# Spadefoot toads



## liam3012 (Sep 22, 2010)

Hi all,

Ive noticed there are _Pelobates Fuscus_ (European / Common Spadefoot toads available on Pollywog.

a few years back i snapped up a dozen of their american cousins the Couch's Spadefoot toad from cadbury garden centre. they are not the most of appealing of toads as they spend most of their life underground and basically i never saw them unless it was the dead of night, none the less they are still very interesting.
i got rid of my spadefoots as a lack of interest due to my more colorful and visible amphibians but now the europeans are available as i wanted these when i had the couchs and would like them again as i regret getting rid of phibs i can probably no longer get.......

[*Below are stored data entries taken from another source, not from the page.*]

PR #95, opened 2020-11-06
File Uploads / Submission Attachments

parc-jason:
# Description
Formio component to upload file(s) to CHEFS.
Tried to alter as little of existing formio code for File Upload component using URL provider.

File Storage handling - local files, object storage files.
Associate uploaded files with submissions when a submission is created.
Files API protected for read/delete by submission permissions (once associated with submission).

## Types of changes

## Checklist


bcgov-nr-csst:
SonarQube Analysis: https://sonarqube-wxpbtr-tools.pathfinder.gov.bc.ca/dashboard?id=common-hosted-form-service-pr-95

bcgov-nr-csst:
SonarQube Analysis: https://sonarqube-wxpbtr-tools.pathfinder.gov.bc.ca/dashboard?id=common-hosted-form-service-pr-95

app/config/test.json
```diff
@@ -3,6 +3,27 @@
...
+      "fileCount": "1",
+      "fileKey": "files",
+      "fileMaxSize": "1MB",
+      "fileMinSize": "0KB",
+      "path": "files"
+    },
+    "permanent": "localStorage",
+    "localStorage" : {
+      "path": ""
+    },
```
jujaga, line 18: test.json only needs to define values that aren't already defined in default.json - likely don't need any of these attributes highlighted.

app/frontend/src/assets/scss/style.scss
```diff
@@ -443,6 +443,24 @@ a,
...
+
+.form-wrapper {
+   // the drag/drop area needs to line up with vuetify v-application ul styles...
+  .formio-component-file {
+    .fileSelector {
+      margin-left: 24px;
+    }
+    .file {
+      .row {
+        margin-left: 24px;
```
jujaga, line 460: If possible, would be better to define this in rem units instead of px (I think this would be 1.5rem).

app/package.json
```diff
@@ -41,23 +41,28 @@
...
     "axios-oauth-client": "^1.3.0",
     "axios-token-interceptor": "^0.2.0",
     "body-parser": "^1.19.0",
+    "bytes": "^3.1.0",
     "compression": "^1.7.4",
     "config": "^3.3.2",
     "crypto": "^1.0.1",
     "express": "^4.17.1",
     "express-rate-limit": "^5.1.3",
+    "express-rate-limiter": "^1.3.1",
```
jujaga, line 55: Why do we now have two express-rate-limit packages? Should only have one of them if possible and drop the other.

app/src/forms/file/controller.js
```diff
@@ -0,0 +1,81 @@
...
+        // will throw permissions error if user not allowed to read
+        await submissionService.read(fileStorage.formSubmissionId, req.currentUser);
+      }
+
+      // ok, let's go get the binary...
+      const stream = await storageService.read(fileStorage);
+
+      stream.on('error', function error(err) {
+        throw (err);
+      });
```
jujaga, line 46: This can be an arrow function callback
```js
stream.on('error', (err) => throw (err));
```

app/src/forms/file/storage/localStorageService.js
```diff
@@ -0,0 +1,70 @@
...
+    }
+  },
+
+  uploadFile: async(fileStorage) => {
+    // we do not upload, so return current state.
+    return {
+      path: fileStorage.path,
+      storage: fileStorage.storage
+    };
+  }
```
jujaga, line 66: Just as a note - if most fs file operations are using the synchronous variant, these services may not necessarily need to be async at all. It's either that, or we could consider changing the file operation calls to their asynchronous version where appropriate (this may improve microservice performance on heavier loads)

app/src/forms/file/storage/objectStorageService.js
```diff
@@ -0,0 +1,213 @@
...
+
+}
+
+const endpoint = config.get('files.objectStorage.endpoint');
+const bucket = config.get('files.objectStorage.bucket');
+const key = config.get('files.objectStorage.key');
+const accessKeyId = config.get('files.objectStorage.accessKeyId');
+const secretAccessKey = config.get('files.objectStorage.secretAccessKey');
+
+let objectStorageService = new ObjectStorageService({accessKeyId: accessKeyId, secretAccessKey: secretAccessKey, endpoint: endpoint, bucket: bucket, key: key});
```
jujaga, line 211: As an aside, you could potentially get away with just getting `config.get('files.objectStorage')` and then pass that object directly to the ObjectStorageService constructor (all the object parameters are named the same way already).

Also, more async and file sync considerations as with earlier comment.

jujaga (commented):
Looks like it's working as you'd expect. Definitely should take a look over the backend async service calls that do fs synchronous calls and see whether they should really be asynchronous or synchronous in implementation.

app/config/test.json
parc-jason: mostly just there to ensure that we don't use defaults or env vars for testing.  don't necessarily know what values would be in env vars, and probably don't want large values or objectstorage... who knows? but it should be known what values are in use for tests, and this is the way.

app/frontend/src/assets/scss/style.scss
parc-jason: only in place because we are making this match exactly what vuetify does to the ul under the file selector - and it uses 24px.

app/package.json
parc-jason: yup, we don't use that one... removing express-rate-limiter

app/src/forms/file/storage/localStorageService.js
parc-jason: async are in place to use the same 'interface' as other storage calls.  so the caller always expects async and awaits if wanted.  if we find performance lags on fs sync, we can swap to async without changing the wrapping storageService.

app/src/forms/file/storage/objectStorageService.js
parc-jason: could do, but prefer to be explicit and have it blow up earlier in the call stack if values are not in config.  line error will point out which one is failing.
async is more for the storageService interface, if we ever put in storage that only has async calls, we don't have to change the interface at all. if we see speed issues with any sync calls in *StorageService, we can flip to async (if supported) without changing storageService or it's callers.

jujaga (approved):

loneil (approved):

TimCsaky (approved):
Good stuff!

will these require similiar setups but lower temps ?


----------



## colinm (Sep 20, 2008)

Years ago I kept Western Spadefoots.They are similar to the Common Spadefoots.I kept them at room temperature in a sandy vivarium.But as you said I never saw them, only when I dampened the sand.
They are not a very good show animal at all.


----------



## pollywog (Oct 6, 2005)

Yes the care is very similar: Care Sheet. They are lovely frogs and very interesting if you get enjoyment from keeping frogs rather than just looking at them, but I'll be honest if you got bored with your Scaphiopus then you won't find these much different.


----------



## Ron Magpie (Oct 11, 2009)

You could always try using a slightly more shallow substrate, combined with open-faced hides (half plant pots for example). I've used this in the past with various toads with a tendancy to burrow- they seemed happy enough, while still being visible.


----------



## Alex M (May 28, 2008)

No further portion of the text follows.